Une équipe de paléontologues du Mexique et des États-Unis a identifié une nouvelle espèce de dinosaure ressemblant à un oiseau avec un crâne inhabituellement épais et bombé, ce qui suggère qu’il aurait pu donner des coups de tête lors de combats avec des membres de sa propre espèce.
L’espèce de dinosaures nouvellement décrite vivait il y a environ 73 millions d’années, à la fin du Crétacé.
Nommé Xenovenator espinosai, il appartenait aux Troodontidae, un groupe de dinosaures théropodes agiles étroitement liés aux oiseaux.
Les spécimens holotypes et paratypes ont été découverts lors de collectes en surface dans la formation Cerro del Pueblo de Coahuila, dans le nord du Mexique, dans les années 2000.
Les Troodontidés sont connus pour leur cerveau relativement gros et leurs sens aiguisés, mais la nouvelle espèce se distingue par son toit crânien remarquablement épaissi.
Le spécimen holotype préserve une grande partie du casse-tête, y compris les frontaux et les pariétaux, qui sont fortement bombés et peuvent atteindre jusqu’à 1,2 cm d’épaisseur.
Les tomodensitogrammes montrent que les os du crâne sont de construction dense, avec des sutures étroitement imbriquées et une surface externe rugueuse et striée.
Cette architecture ressemble beaucoup aux crânes renforcés des dinosaures pachycéphalosauridés à tête bombée, bien que les deux groupes ne soient que lointainement apparentés.
Selon les paléontologues, ces caractéristiques sont cohérentes avec des adaptations au combat intraspécifique, en particulier le comportement de coup de tête.
Bien que les structures d’exposition et les armes soient courantes parmi de nombreux groupes de dinosaures, les adaptations spécifiquement liées au combat n’ont pas encore été documentées chez les théropodes maniraptorans non aviaires.
Les spécimens paratypes de Xenovenator espinosai présentent un épaississement et un bombage du crâne moins prononcés.
Cette variation peut refléter des différences d’âge ou de sexe, le renforcement crânien le plus extrême se développant plus tard dans la vie ou peut-être seulement chez un sexe.
« Le crâne épais et modifié de Xenovenator espinosai est unique parmi les maniraptorans, et sa fonction n’est pas immédiatement évidente », a déclaré l’auteur principal, le Dr Hector Rivera-Sylva du Museo del Desierto et ses collègues.
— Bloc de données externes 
PR #15523, opened 2022-03-13
add ExtractSourceMapPlugin

### LINKED ISSUE #10265: move source-map-loader into core
# Bug report

Bundle codes with eval sourcemap, but reference to a package that ships with standalone sourcemap will not convert standalone sourcemap to eval sourcemap, this will emit a lot of warning in browser console.

1. Import a package that ships with standalone sourcemap
2. Set `devtool: 'eval'` in webpack.config.js
3. Start with dev server
4. Check browser console

image

Standalone sourcemap in package should be converted to eval sourcemap or truncated

webpack version:  4.39.3 (Not able to tryout latest due typescript types issue)
Node.js version: 12.13.0
Operating System: Ubuntu 18.04.3
Additional tools:

vankop:
feature
closes #10265 

not yet

no

deprecate `source-map-loader`

### DIFF
--- a/lib/ExtractSourceMapPlugin.js
+++ b/lib/ExtractSourceMapPlugin.js
@@ -1,0 +1,314 @@
+/*
+	MIT License http://www.opensource.org/licenses/mit-license.php
+	Author Ivan Kopeykin @vankop
+*/
+
+"use strict";
+
+const asyncLib = require("neo-async");
+const path = require("path");
+const urlUtils = require("url");
+const { SourceMapSource } = require("webpack-sources");
+const WebpackError = require("./WebpackError");
+const ConstDependency = require("./dependencies/ConstDependency");
+
+/** @typedef {import("estree").Comment} CommentNode */
+/** @typedef {import("./Compiler")} Compiler */
+/** @typedef {import("./javascript/JavascriptParser")} JavascriptParser */
+/** @typedef {import("./util/fs").InputFileSystem} InputFileSystem */
+
+// Matches only the last occurrence of sourceMappingURL
+const sourceMappingURLRegex = /\s*[#@]\s*sourceMappingURL\s*=\s*([^\s'"]*)\s*/;
+
+/**
+ * @param {CommentNode[]} comments comments
+ * @returns {{sourceMappingURL: string, node: CommentNode}|undefined} source mapping
+ */
+function getSourceMappingURL(comments) {
+	let match;
+	let comment;
+	for (let i = comments.length - 1; i >= 0; i--) {
+		comment = comments[i];
+		if (comment.type === "Block") continue;
+		match = comment.value.match(sourceMappingURLRegex);
+		if (match) break;
+	}
+
+	if (!match) return;
+
+	const sourceMappingURL = match[1] || match[2] || "";
+
+	return {
+		sourceMappingURL: sourceMappingURL
+			? decodeURI(sourceMappingURL)
+			: sourceMappingURL,
+		node: comment
+	};
+}
+
+function getAbsolutePath(context, request, sourceRoot) {
+	if (sourceRoot) {
+		if (path.isAbsolute(sourceRoot)) {
+			return path.join(sourceRoot, request);
+		}
+
+		return path.join(context, sourceRoot, request);
+	}
+
+	return path.join(context, request);
+}
+
+function fetchFromDataURL(sourceURL, callback) {
+	const dataURL = /^data:(?:[^,]+;)?([^;,]+),(.*)$/.exec(sourceURL);
+
+	if (dataURL) {
+		const encodingName = (
+			dataURL[1].startsWith("charset=")
+				? dataURL[1].slice(/* "charset=".length */ 8)
+				: dataURL[1]
+		).toLowerCase();
+
+		switch (encodingName) {
+			case "ascii":
+			case "utf8":
+			case "utf-8":
+			case "utf16le":
+			case "ucs2":
+			case "ucs-2":
+			case "base64":
+			case "base64url":
+			case "latin1":
+			case "binary":
+			case "hex":
+				return callback(null, Buffer.from(dataURL[2]).toString(encodingName));
+			default:
+				return callback(
+					new Error(
+						`Failed to parse source map from "data" URL: unsupported charset ${encodingName}`
+					)
+				);
+		}
+	}
+
+	callback(
+		new Error(`Failed to parse source map from "data" URL: ${sourceURL}`)
+	);
+}
+
+function fetchFromFilesystem(fs, sourceURL, callback) {
+	fs.readFile(sourceURL, (err, bufferOrString) => {
+		if (err)
+			return callback(
+				new Error(`Failed to parse source map from '${sourceURL}' file: ${err}`)
+			);
+		callback(null, { path: sourceURL, data: bufferOrString.toString("utf-8") });
+	});
+}
+
+function fetchPathsFromFilesystem(
+	fs,
+	possibleRequests,
+	errorsAccumulator = "",
+	callback
+) {
+	const cb = (error, result) => {
+		if (error) {
+			errorsAccumulator += `${error.message}\n\n`;
+
+			const tailPossibleRequests = possibleRequests.slice(1);
+
+			if (tailPossibleRequests.length === 0) {
+				error.message = errorsAccumulator;
+
+				return callback(error);
+			}
+
+			return fetchPathsFromFilesystem(
+				fs,
+				tailPossibleRequests,
+				errorsAccumulator,
+				cb
+			);
+		}
+		callback(null, result);
+	};
+	fetchFromFilesystem(fs, possibleRequests[0], cb);
+}
+
+/**
+ * @param {InputFileSystem} fs fs
+ * @param {string} context context
+ * @param {string} url url
+ * @param {string|undefined} sourceRoot source root
+ * @param {function (Error|null, {sourceURL: string, sourceContent: string}=): void} callback callback
+ * @returns {void}
+ */
+function fetchFromURL(fs, context, url, sourceRoot, callback) {
+	// 1. It's an absolute url and it is not `windows` path like `C:\dir\file`
+	if (/^[a-z][a-z0-9+.-]*:/i.test(url) && !path.win32.isAbsolute(url)) {
+		const { protocol } = new urlUtils.URL(url);
+
+		if (protocol === "data:") {
+			fetchFromDataURL(url, (err, sourceContent) => {
+				if (err) return callback(err);
+				callback(null, { sourceURL: "", sourceContent });
+			});
+		} else if (protocol === "file:") {
+			const pathFromURL = urlUtils.fileURLToPath(url);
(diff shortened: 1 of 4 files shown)


lib/ExtractSourceMapPlugin.js
```diff
@@ -0,0 +1,314 @@
...
+				normalModuleFactory.hooks.parser
+					.for("javascript/auto")
+					.tap("ExtractSourceMapPlugin", handler);
+				normalModuleFactory.hooks.parser
+					.for("javascript/esm")
+					.tap("ExtractSourceMapPlugin", handler);
+				normalModuleFactory.hooks.parser
+					.for("javascript/dynamic")
+					.tap("ExtractSourceMapPlugin", handler);
+			}
```
alexander-akait, line 309: There is a problem, `source-map-loader` supports any type of files (css/js/ts/etc), I think it's worth thinking about it. 

Also I think it should be a module option, i.e.

```js
module.exports = {
  //...
  module: {
    rules: [
      //...
      {
        test: /\.json$/,
        type: 'javascript/auto',
        // Maybe better name
        loadSourceMap: true,
        loader: 'custom-json-loader',
      },
    ],
  },
};
```

So you can manage where to consume and where not to, it's more flexible and I think it is right direction

vankop: we can add this only to webpack supported module types ( in source map case it is `javascript/*` or `css/*`)

vankop: also does `source-map-loader` works with loaders chain like => `source-map-loader` -> `babel-loader`. My question is should we "detect" source map after loaders run?

alexander-akait: I think we can add support to any type, we just need to load source map when `loadSourceMap` is true and pass them to loader, currently solution lose source map, loader can generate additional code and change source map

vankop: >I think we can add support to any type, we just need to load source map when loadSourceMap is true and pass loaded source map to loader(s)

lets add this to parser option.

> loader can generate additional code and change source map

need @sokra opinion on that.. In this case I think we should keep loader solution. Core should support only source map extraction after loaders run. Since otherwise we still lose source map, if e.g. `babel-loader` will generate another source map.

sokra: I also think that we should extract the source map before loaders run.

We can assume (or have to) that loaders handle source map themselves. (They get passed input source map and can return generated source map)

Do we can handle a source map when reading the resource. In NormalModule, where the resource is read.

This might require some changes in loader-runner, since they need to allow returning multiple arguments from `readResource`, or something like that.

We have to think about binary vs string representation of resources. We don't want to do Source Map extraction of binary resources, either do we want to unnecessary convert binary to string. So I guess we want to have a readResource callback where we know if the next loader expects binary or string.

---

(A loader generating a `sourceMappingURL` comment is an incorrect loader, since that's not the way loaders should return a source map. But in that case users can still "fix" the loader by adding the `source-map-loader`, but that's still an exception)

sokra (changes requested):

lib/NormalModule.js
```diff
@@ -831,6 +832,15 @@ class NormalModule extends Module {
 							if (typeof result !== "string" && !result) {
 								return callback(new UnhandledSchemeError(scheme, resource));
 							}
+							if (this.parserOptions && this.parserOptions.extractSourceMap) {
```
vankop, line 835: I'm not sure which option use/add otherwise..

lib/util/extractSourceMap.js
```diff
@@ -0,0 +1,252 @@
...
+			const { sourceURL, sourceContent } = result;
+
+			if (sourceURL && module.buildInfo && module.buildInfo.fileDependencies) {
+				module.buildInfo.fileDependencies.add(sourceURL);
+			}
+
+			let map;
+
+			try {
+				map = JSON.parse(sourceContent.replace(/^\)\]\}'/, ""));
```
vankop, line 240: should we:
- flatten source map if there is `map.sections`
- try to read source content for sources which doesn't have it in `map.sourceContent[i]`

lib/ExtractSourceMapPlugin.js
vankop: I have refactored design:
- extract source map before loaders run ( while processing resource in `loader-runner` )
- try to extract source map **only** when option `parserOptions.extractSourceMap===true`
- when extracting explicitly convert resource content to string

lib/util/extractSourceMap.js
sokra: > * flatten source map if there is `map.sections`

That's really really uncommon. I would even stay nobody is using these types of SourceMaps.

> * try to read source content for sources which doesn't have it in `map.sourceContent[i]`

Yes, that would make sense. Also make sure to add these files as `this.addDependency`

lib/NormalModule.js
sokra: parser option sounds wrong here, since this is independent from parsing and also doesn't happen in the same phase.

I would go with a module level options `configuration.module.extractSourceMap` or probably better `Rule.extractSourceMap`.

kerzeleng (commented):
باید با رباتها سازگار شد و دوستی گزید . ما در مرحله بسیار جالب حیات کره زمین هستیم.

alexander-akait (approved):

alexander-akait:
@vankop Can you rebase too? Thank you

alexander-akait (approved):

lib/util/extractSourceMap.js
```diff
@@ -0,0 +1,296 @@
...
+		"\\s*"
+);
+/* eslint-enable prefer-template */
+
+/**
+ * @param {string} code code
+ * @returns {{replacementString: null|string, sourceMappingURL: null|string}} source mapping url
+ */
+function getSourceMappingURL(code) {
+	const lines = code.split(/^/m);
```
dmichon-msft, line 43: `.split()` is very expensive. I'd recommend using repeated calls to `lastIndexOf('\n', lastNewline)`, especially since this regexp only needs to match the last one.

alexander-akait: We can't use `lastIndexOf` due node.js version support range

dmichon-msft: Really? `String.prototype.lastIndexOf(searchString, position)` is ancient.

alexander-akait: Oh, yeah, I confused with another

TheLarkInn: @vankop can we make this change?

lib/util/extractSourceMap.js
```diff
@@ -0,0 +1,296 @@
...
+			});
+		} else {
+			return callback(
+				new Error(`Failed to parse source map: '${url}' URL is not supported`)
+			);
+		}
+	}
+
+	// 2. It's a scheme-relative
+	if (/^\/\//.test(url)) {
```
TheLarkInn, line 168: Stateless: Let's hoist this and name it something obvious.

lib/util/extractSourceMap.js
```diff
@@ -0,0 +1,296 @@
...
+ * @param {InputFileSystem} fs fs
+ * @param {string} context context
+ * @param {string} url url
+ * @param {boolean} skipReading skip reading
+ * @param {function (Error|null, {sourceURL: string, sourceContent?: string}=): void} callback callback
+ * @returns {void}
+ */
+function fetchFromURL(fs, context, url, skipReading, callback) {
+	// 1. It's an absolute url and it is not `windows` path like `C:\dir\file`
+	if (/^[a-z][a-z0-9+.-]*:/i.test(url) && !path.win32.isAbsolute(url)) {
```
TheLarkInn, line 143: Stateless: Let's hoist this and name it something obvious. Based on the comment this should be like `WINDOWS_LIKE_PATH_REGEXP = /^[a-z][a-z0-9+.-]*:/i`?

TheLarkInn (changes requested):
Besides these three changes, requested this looks good.

TheLarkInn:
Also rebase needed.

lib/util/extractSourceMap.js
snitin315: Done.

lib/util/extractSourceMap.js
snitin315: Done

lib/util/extractSourceMap.js
snitin315: Done.

lib/util/extractSourceMap.js
```diff
@@ -0,0 +1,290 @@
...
+			let map;
+
+			try {
+				map = JSON.parse(sourceContent.replace(/^\)\]\}'/, ""));
+			} catch (parseError) {
+				return callback(
+					new WebpackError(
+						`Failed to parse source map from '${sourceMappingURL}': ${parseError}`
+					)
+				);
```
alexander-akait, line 241: Based on feedback during development of https://github.com/webpack-contrib/source-map-loader/, better to make an options for this, in real world a lot of packages have broken source maps and developer can't fix it in vendor libraries, so better generate a warning, because it really doesn't break a build, but allow to setup it to make an error, i.e.

```ts
type ExtractSourceMap = boolean | { errorSeverity: "none" | "warn" | "error" }
```

test/configCases/source-map/extract-source-map2/a.js
```diff
@@ -0,0 +1,3 @@
+const a = 1;
+// comment
+//#sourceMappingURL=/a.map
```
alexander-akait, line 3: Let's add a test for remote source maps, i.e. `http://github.com/webpack/webpack/test/configCases/source-map/my-source-map.js.map`

lib/util/extractSourceMap.js
```diff
@@ -0,0 +1,290 @@
...
+			}
+
+			if (map.sources && map.sources.length > 0) {
```
alexander-akait, line 244: Does we support `sections`? like here https://github.com/webpack-contrib/source-map-loader/blob/master/src/index.js#L91 because I see them sometimes

lib/util/extractSourceMap.js
```diff
@@ -0,0 +1,290 @@
...
+						map.sourcesContent = sourcesContent;
+						callback(null, input.replace(replacementString, ""), map);
+					});
+				}
+			}
+
+			return callback(null, input.replace(replacementString, ""), map);
+		}
+	);
+};
```
alexander-akait, line 290: Also let's implement https://github.com/webpack-contrib/source-map-loader/tree/master?tab=readme-ov-file#filtersourcemappingurl, sometimes some source maps are really broken and you can't do anything with them, so let's add:
```
type ExtractSourceMap = boolean | {  errorSeverity: "...", test: Rules, include: Rules, Exlcude: Rules }
```

alexander-akait (commented):
Code look good, let's do small improvements

alexander-akait:
Just for infromation we have https://github.com/webpack-contrib/source-map-loader and it works great a lot of time, so maybe some optimizations and inspiration you can take from there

« De nombreuses caractéristiques qui n’ont pas de valeur adaptative évidente en termes d’amélioration de la survie de leurs propriétaires – cornes crâniennes, crêtes, bosses, volants, etc. – sont sélectionnées sexuellement. »
« Chez les mammifères et les oiseaux modernes, ces caractéristiques peuvent fonctionner pour la parade nuptiale, pour l’exposition ou comme armes. »
« Compte tenu des preuves trouvées ici – l’épaississement du crâne, le dôme crânien, la rugosité crânienne et les sutures élaborées – il semble probable que le bombage du crâne chez Xenovenator espinosai était une adaptation pour le combat intraspécifique », ont-ils ajouté.
« Si tel est le cas, il s’agit du premier exemple connu de modification du crâne pour un combat intraspécifique chez un paravien. »
« Curieusement, les fronts troodontins sont parfois rugueux, et une rugosité est également observée sur les maxillaires et les nasaux. »
« Cela laisse entendre que les combats intraspécifiques auraient pu être répandus chez les Troodontinae, mais que ces combats étaient particulièrement intenses que chez Xenovenator espinosai. »
Les analyses phylogénétiques de l’équipe placent Xenovenator espinosai au sein d’un clade de troodontidés nord-américains de grande taille, mais son crâne épaissi et bombé représente une spécialisation unique au sein du groupe.
L’évolution répétée d’armes élaborées et d’éléments d’exposition au cours du Crétacé suggère que la sélection sexuelle a joué un rôle de plus en plus important dans l’évolution des dinosaures.
La découverte élargit la diversité connue des dinosaures troodontidés dans le sud de Laramidia et fournit des preuves rares que même les petits théropodes de construction légère ont développé des structures spécialisées pour le combat physique.
« La présence du Xenovenator Robustus apparenté au Nouveau-Mexique suggère qu’ils représentent un clade distinct de troodontidés à crâne épais endémiques au sud-ouest, soulignant l’endémicité et la diversité des faunes laramidiennes du sud », ont conclu les chercheurs.
« La sélection sexuelle, y compris les adaptations pour la parade et le combat, était un phénomène répandu chez les dinosaures du Crétacé supérieur. »
La découverte est décrite dans un article de la revue Diversity.